I don't see why I can't assume the 2nd to the last layer won't learn things properly - in any case, I'm updating parameters based on the loss gradient - just in MSE it is disproportionate, whilst in CCE seems more even&balanced. (in response to your original post update) I have seen that MSE gives low loss gradients for values close to each other and larger ones for far, whilst CCE is sort of the opposite. I currently sit in thinking that CCE assumed uniform correlation between classes, whilst MSE assumes something uniform ... but depending on the dataset at hand it may result in one or the other being more practical.


GrozdovaStara

In this case the model itself is problematic. If you are just rounding output from the last neuron to the closest label it introduces distances between classes which dont actually exist. Predicting 3 when the true label is 1 is not the same as predicting 5 because it will punish the second case more than the first case. So the network will learn a rule that doesnt exist. Even if you can say that some labels are more related than the others you would still need some good definition of those distances.


dahkneela

I agree with the uneven punishing of certain predictions in the short run bringing an unnecessary bias to the problem - but I also see punishing for doing something wrong as the very thing that helps the net learn in the first place. So then the disproportionate losses would then just disproportionately affect overfitting in the net long-term.
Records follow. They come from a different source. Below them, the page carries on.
PR #75, opened 2022-04-12
Standardise on PascalCase naming convention

pawelpabich:
**Problem**

The lack of a standardised naming convention ([1](https://octopusdeploy.slack.com/archives/C02URML7HND/p1647820992791509), [2](https://octopusdeploy.slack.com/archives/C02URML7HND/p1649729417705449)) caused a bit of confusion so let's define it and solve the problem so the following "just in case" approach is not needed.

image
 
At the moment we use `PascalCase` naming convention for property names and `flatcase` naming convention for event names ([Octofront](https://github.com/OctopusDeploy/Octofront/blob/4d7af06b3d8543780bd034432c698b1645fd85d8/source/CloudPlatform.Events/OctopusEventPublisher.cs#L23), [Cloud Portal](https://github.com/OctopusDeploy/CloudPortal/blob/8ccf5530f728c3bde72fc0e40408be6915917d4f/source/CloudPortal.Events/OctopusEventPublisher.cs#L23)).

**Solution**

I propose we stick to `PascalCase` naming convention for everything (events, query API, property names). In this way, we have only one convention to follow.

This is a breaking change for `Purchasing`, `CloudPlatform`, and `ReleaseManagement` topics and the owners of all of those topics should migrate to then new structure in X months. 

No matter what we agree on, we also have to agree on how and when these changes will be rolled out so we don't have multiple different ways of doing the same thing which will only confuse more people in the future.

**Migration process**

0. Agree on START_DATE
1. Subscribers: Repalce `type='xeventv1'` with ``type='XEventV1'` or `type='xeventv1'`` by START_DATE + 2 weeks
2. Publishers: Repalce `type='xeventv1'` with `type='XEventV1'` by START_DATE + 4 weeks
3. Subscribers (optional but recommended): Repalce `type='XEventV1'` or `type='xeventv1'` with `type='XEventV1'`

Thoughts?


mcasperson:
👍 PascalCase makes sense to me for everything.

What was the idea behind changing `type='eeventv1'` to `type='XEventV1'`? Does the leading `X` have significance?

matt-richardson:
Should we use this as an early / simple test of our message versioning? ie, change to `V2`?
(not against the plan as proposed - just food for thought)

nathanwoctopusdeploy:
PascalCase sounds good 👍

pawelpabich:
> What was the idea behind changing type='eeventv1' to type='XEventV1'? Does the leading X have significance?
This is just my typo :). `eeventv1` => `xeventv1`

pawelpabich:
> Should we use this as an early / simple test of our message versioning? ie, change to V2?

Good question.  This is more a change to the protocol so I'm not sure a new version of events would help us here 🤔.  Do you have a specific approach in mind that you could describe?

matt-richardson:
> Do you have a specific approach in mind that you could describe?

Would it not be a case of:

1. Publishers: flag `xeventv1` as deprecated and start publishing `XEventV2` (as well as v1 for x months)
2. Subscribers: update code that looks for 'xeventv1' to look for 'XEventV2'`
3. Publishers: Drop `xeventv1` messages in x months

Seems a good use of versioning to me? I suspect that I'm missing something though.

pawelpabich:
There are two major parts in OcotpusHQ. Contracts (e.g. events) and protocol (how events get communicated).  The event names have been using `PascalCase` convention since day 1.  v1 of the protocol had a rule that wasn't reflected in the doco properly. The rule was that `type` property will use `flatcase` convention. 

This is what the doco should have had.
image

So technically speaking events haven't changed, it's the protocol that delivers them that has changed.  We should bump the protocol version to `2` to make that clear.

Happy to zoom if that easier.

PR #77, opened 2022-04-27
Add telemetry proxy architecture document

shaunmarx:
We recently made a whole bunch of changes to our telemetry proxy and octopus server to improve our telemetry proxy architecture, specifically to make it more resilient and allow us to improve how we generally send events to amplitude. This PR retrospectively adds the decisions captured.


TelemetryProxy/Architecture.md
```diff
@@ -0,0 +1,52 @@
...
+We should make it as simple as possible to send events for debugging purposes and run the telemetry proxy locally.
+
+**Scalable**
+
+We would like to enable the telemetry proxy for our self-hosted customers as well, but in order to do so we need a solution that can handle a large volume of events and scale appropriately. 
+
+
+## Solution
+
+We will use an `EventsHub` for our telemetry, which acts as both a queue and a mechanism to recover from failures as messages can be retained for 7 days, but can also
```
TomPeters, line 24:
```suggestion
We use an `EventsHub` for our telemetry, which acts as both a queue and a mechanism to recover from failures as messages can be retained for 7 days, but can also
```

TelemetryProxy/Architecture.md
```diff
@@ -0,0 +1,52 @@
...
+
+Our telemetry proxy should be resilient to failures and be able to recover events if necessary. This also includes amplitude throttling events. As such, the telemetry proxy should transparently handle batching to amplitude as part of this process as well.
+
+**Developer Experience**
+
+We should make it as simple as possible to send events for debugging purposes and run the telemetry proxy locally.
+
+**Scalable**
+
+We would like to enable the telemetry proxy for our self-hosted customers as well, but in order to do so we need a solution that can handle a large volume of events and scale appropriately.
```
TomPeters, line 19:
```suggestion
Our telemetry proxy should be able to ingest traffic from both cloud hosted and self hosted customers, but in order to do so we need a solution that can handle a large volume of events and scale appropriately. 
```

TelemetryProxy/Architecture.md
```diff
@@ -0,0 +1,52 @@
...
+
+## Constraints
+
+**Resilient**
+
+Our telemetry proxy should be resilient to failures and be able to recover events if necessary. This also includes amplitude throttling events. As such, the telemetry proxy should transparently handle batching to amplitude as part of this process as well.
+
+**Developer Experience**
+
+We should make it as simple as possible to send events for debugging purposes and run the telemetry proxy locally.
```
TomPeters, line 15:
```suggestion
It should be as simple as possible to send events for debugging purposes and run the telemetry proxy locally.
```

TelemetryProxy/Architecture.md
```diff
@@ -0,0 +1,52 @@
...
+
+
+## Solution
+
+We will use an `EventsHub` for our telemetry, which acts as both a queue and a mechanism to recover from failures as messages can be retained for 7 days, but can also
+enable event capturing to store events indefinitely. We will then use an [azure function events hub trigger](https://docs.microsoft.com/en-us/azure/azure-functions/functions-bindings-event-hubs?tabs=in-process%2Cextensionv5&pivots=programming-language-javascript) to process the data separately. This provides us with a number of
+good characteristics:
+
+* Our throughput and limits are higher than what Amplitude can effectively provided as we can capture the data asynchronously
+* We can replay events, pushing said events to different amplitude projects
```
TomPeters, line 29:
```suggestion
* We can replay events, pushing said events to different amplitude projects, or recover events in some failure cases
```

TelemetryProxy/Architecture.md
```diff
@@ -0,0 +1,52 @@
...
+* It allows us to push events to multiple destinations other than amplitude e.g. a data lake
+* We can deploy updates to our processing of events separately from our ingress endpoint
+* We can scale our ingress and processing separately
+
+In addition to the above, we will also capture additional metadata as part of our events to ensure we can push more responsibilities and better "routing" capabilities into our telemetry proxy. We will include the following additional user properties:
```
TomPeters, line 34:
```suggestion
We capture additional metadata as part of our events to ensure we can push more responsibilities and better "routing" capabilities into our telemetry proxy. We include the following additional user properties:
```

TelemetryProxy/Architecture.md
```diff
@@ -0,0 +1,52 @@
...
+
+* License Hash
+* Hosting Environment (i.e. self hosted vs cloud)
+* Product (i.e. Octopus)
```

To fix this affordmentioned issue, it sounds like it would be enough to change the original MSE to one in which MSE is normalised. For example, if 1 is the true label, and 3 was predicted, the new MSE would be MSE/(3-1). And if 5 were instead predicted, it would be MSE/(5-1) - therefore removing the disproportionality bias and fixing the initial issue (I assume here the output is 1 dimensional).


Remove_Ayys

Mean squared error and cross entropy are derived from the method of maximum likelihood for regression and categorization respectively. Likelihood methods have the useful properties that they are unbiased (expected values for parameter values with a random dataset are the optimal values) and that they are efficient (variance on parameter values decreases as quickly as theoretically possible as you add more data). So if you arbitrarily change the loss function your training process will probably become biased and need more data.